====== RECORDS PROVIDED ======
PR #91, opened 2016-01-29
fix the off-by-one bug, found in Windows Debug build tests

Qining:
validate_types.cpp:line 374 in ValidationState_t::registerCapability() triggers Debug assertion on Windows build, as we are dereferencing module_capabilities_[56] while the size of the vector is 56. 

Updating the size of the vector to the correct number of buckets required fixed the bug.

### DIFF
--- a/source/validate_types.cpp
+++ b/source/validate_types.cpp
@@ -204,8 +204,7 @@ bool IsInstructionInLayoutSection(ModuleLayoutSection layout, SpvOp op) {
   return out;
 }
 
-// NOTE: We are using vector to map the ID of the capability to its
-// availability. This variable is the maximum ID of capabilities.
+// This variable is the maximum ID of capabilities.
 static const size_t kCapabilitiesMaxValue =
     SpvCapabilityStorageImageWriteWithoutFormat;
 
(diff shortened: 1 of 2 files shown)


source/validate_types.cpp
```diff
@@ -209,7 +209,7 @@ bool IsInstructionInLayoutSection(ModuleLayoutSection layout, SpvOp op) {
 // entire range of the capability. Currently capability 26 is missing so the
 // count is actually 54
 // The maximum ID of capabilities plus one
-static const size_t kCapabilitiesCount = 56;
+static const size_t kCapabilitiesMaxValue = 56;
```
dekimir: So is the comment incorrect, then?

dekimir:
@umar456 what do you think?

umar456:
This commit looks correct based on the spirv.h version I have on my system, but the comment needs to be updated to reflect the new name.

source/validate_types.cpp
```diff
@@ -205,11 +205,9 @@ bool IsInstructionInLayoutSection(ModuleLayoutSection layout, SpvOp op) {
 }
 
 // NOTE: We are using vector to map the ID of the capability to its
```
======
EXERCISE OBJECTIVE:
Word for word, quote all of the data above.

RESPONSE TO THE EXERCISE:
PR #91, opened 2016-01-29
fix the off-by-one bug, found in Windows Debug build tests

Qining:
validate_types.cpp:line 374 in ValidationState_t::registerCapability() triggers Debug assertion on Windows build, as we are dereferencing module_capabilities_[56] while the size of the vector is 56. 

Updating the size of the vector to the correct number of buckets required fixed the bug.

### DIFF
--- a/source/validate_types.cpp
+++ b/source/validate_types.cpp
@@ -204,8 +204,7 @@ bool IsInstructionInLayoutSection(ModuleLayoutSection layout, SpvOp op) {
   return out;
 }
 
-// NOTE: We are using vector to map the ID of the capability to its
-// availability. This variable is the maximum ID of capabilities.
+// This variable is the maximum ID of capabilities.
 static const size_t kCapabilitiesMaxValue =
     SpvCapabilityStorageImageWriteWithoutFormat;
 
(diff shortened: 1 of 2 files shown)


source/validate_types.cpp
```diff
@@ -209,7 +209,7 @@ bool IsInstructionInLayoutSection(ModuleLayoutSection layout, SpvOp op) {
 // entire range of the capability. Currently capability 26 is missing so the
 // count is actually 54
 // The maximum ID of capabilities plus one
-static const size_t kCapabilitiesCount = 56;
+static const size_t kCapabilitiesMaxValue = 56;
```
dekimir: So is the comment incorrect, then?

dekimir:
@umar456 what do you think?

umar456:
This commit looks correct based on the spirv.h version I have on my system, but the comment needs to be updated to reflect the new name.

source/validate_types.cpp
```diff
@@ -205,11 +205,9 @@ bool IsInstructionInLayoutSection(ModuleLayoutSection layout, SpvOp op) {
 }
 
 // NOTE: We are using vector to map the ID of the capability to its
```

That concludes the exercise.